33 excuses to watch a Harry Potter movie marathon

By the Pottermore team

In an ideal world, we wouldn’t need an excuse for a Harry Potter movie marathon.

Harry Potter and the Deathly Hallows – Part 2

Sadly, adulthood means we can’t take a duvet day to watch them at the drop of a hat. But we’ve created a list of good reasons to go for it.

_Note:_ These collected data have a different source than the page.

PR #260, opened 2022-04-07
Feat - Add multiple lines to the cart

markmead:
This PR adds a function called `addLines` that allows for bulk adding to the cart.

It doesn't add anything too exciting but it's functionality I had to create that I thought could be good in the core.

### DIFF
--- a/docs/src/getcandy/carts.md
+++ b/docs/src/getcandy/carts.md
@@ -221,6 +221,21 @@ CartSession::manager();
 CartSession::add($purchasable, $quantity);
 ```
 
+### Add multiple lines
+
+```php
+CartSession::addLines([
+    [
+        'id' => 1,
+        'quantity' => 25,
+        'meta' => ['foo' => 'bar'],
+    ],
+    // ...
+]);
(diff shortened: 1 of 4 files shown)


markmead:
Sure! Here's what I was doing:

```php
foreach ($this->purchasableCart->lines as $line) {
    CartSession::add(
        $line->purchasable,
        $line->quantity
    );
}
```

But with the update I can do:

```php
CartSession::addLines($this->purchasableCart->lines);
```

It's not much so I understand if it's a no to moving this into the core.

alecritson:
Yeah, I can see a use for it, like if you had a page where you could add multiple quantities of each variant in one go you don't have to loop through doing multiple queries.

glennjacobs:
Things that concern me are...

1) Passing a Collection through gives no structure to what is expected.
2) Only allows Collections, what if we want to pass something else that can be iterated, such as an array?

glennjacobs:
@markmead can you add docs for this?

glennjacobs (approved):

PR #262, opened 2022-04-08
Hotfix/only use getcandy users

glennjacobs:
Prevents edge-case scenarios whereby a non-getcandy user can be presented to the Cart or PricingManager logic.

### DIFF
--- a/packages/core/src/helpers.php
+++ b/packages/core/src/helpers.php
@@ -6,6 +6,7 @@ if (! function_exists('is_getcandy_user')) {
     function is_getcandy_user($user)
     {
         $traits = $traits = class_uses_recursive($user);
+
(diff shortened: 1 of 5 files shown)


packages/core/src/helpers.php
```diff
@@ -0,0 +1,12 @@
+<?php
+
+use GetCandy\Base\Traits\GetCandyUser;
+
+if (! function_exists('is_getcandy_user')) {
+    function is_getcandy_user($user)
+    {
+        $traits = $traits = class_uses_recursive($user);
```
alecritson, line 8: Double `$traits` and is setting the variable required?

alecritson (approved):

Issue #266, opened 2022-04-17
Autogenerate urls not set to null by default


AaronNeonDigital:
- GetCandy version: Beta12
- Laravel Version: 9
- PHP Version: 8.0

Generator variable in urls is meant to have a default of null, as per to the grtCandy2 docs. In this case it is not set to null by default.

### Expected Behaviour:
config => getcandy => urls.php
`'generator' => null`
### Actual Behaviour:
`'generator' => GetCandy\Generators\UrlGenerator::class,`

### Steps To Reproduce:
N/A

PR #267, opened 2022-04-17
Hotfix/fixed null on config urls

AaronNeonDigital:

  1. It’s been at least a month since your last one.
  2. It’s raining.
  3. You left the house yesterday and see no reason why you should do it again today.
  4. You found a bruise on your arm and it looks a bit like the Dark Mark.
  5. It’s your birthday.
  6. It’s your friend’s birthday.
  7. It’s your cat’s birthday.
  8. You’ve tried to make your own Butterbeer.
  9. You’re still recovering from trying to make your own Butterbeer.
  10. You were doing the washing up and found yourself pondering the emotional range of a teaspoon.
  11. You found a single sock and it reminded you of Dobby.
    Dobby clicking his fingers to cast a spell
    Harry Potter and the Chamber of Secrets
  12. You had a cup of tea and thought you saw the Grim.
  13. You have a tonne of work you should actually be doing.
  14. A colleague was wearing a particularly festive jumper and you immediately thought of the Weasleys.
  15. You bought some Sherbet Lemons.
  16. It occurred to you that your boss is ‘such a Slytherin’ and you just had to check.
  17. You’re convinced there’s a Nargle infestation outside and have decided to ride it out.
  18. It’s 31 July.
  19. You thought you saw a ghost.
    Guests dancing at Nearly Headless Nick's deathday party
    © JKR/Pottermore Ltd. ™ Warner Bros.
  20. You saw a ginger cat / rat / black dog / massive stag / werewolf on the way home (delete as appropriate).
  21. The weather’s turned. Who needs to go outside anyway?
  22. You think you heard an owl… or a pigeon… but let’s call it an owl.
  23. You didn’t get your Hogwarts letter through the post, AGAIN.
  24. You’ve been humming ‘Hedwig’s Theme’ for weeks and this is the only known cure.
    Hedwig in the forest
    Harry Potter and the Prisoner of Azkaban
  25. You’re trying to pinpoint the exact moment Neville Longbottom got hot.
  26. You accidentally cut yourself shaving and the scar was nowhere near as cool as Harry’s.
  27. You’re skint – in Muggle money, at least.
  28. You told everyone you’ve been training for a marathon and this is the safest option.
  29. Someone who you thought was a friend says they’ve never seen the movies.
  30. You’re convinced someone hexed you with Petrificus Totalus when you sat down to ‘just watch the first film’.
  31. You almost know all the words to all the films but you reckon one more viewing will perfect it.
  32. You just had the commute from hell and wished you had a flying Ford Anglia.
  33. OR MAYBE you’re just an unabashed Harry Potter fan and will be forever.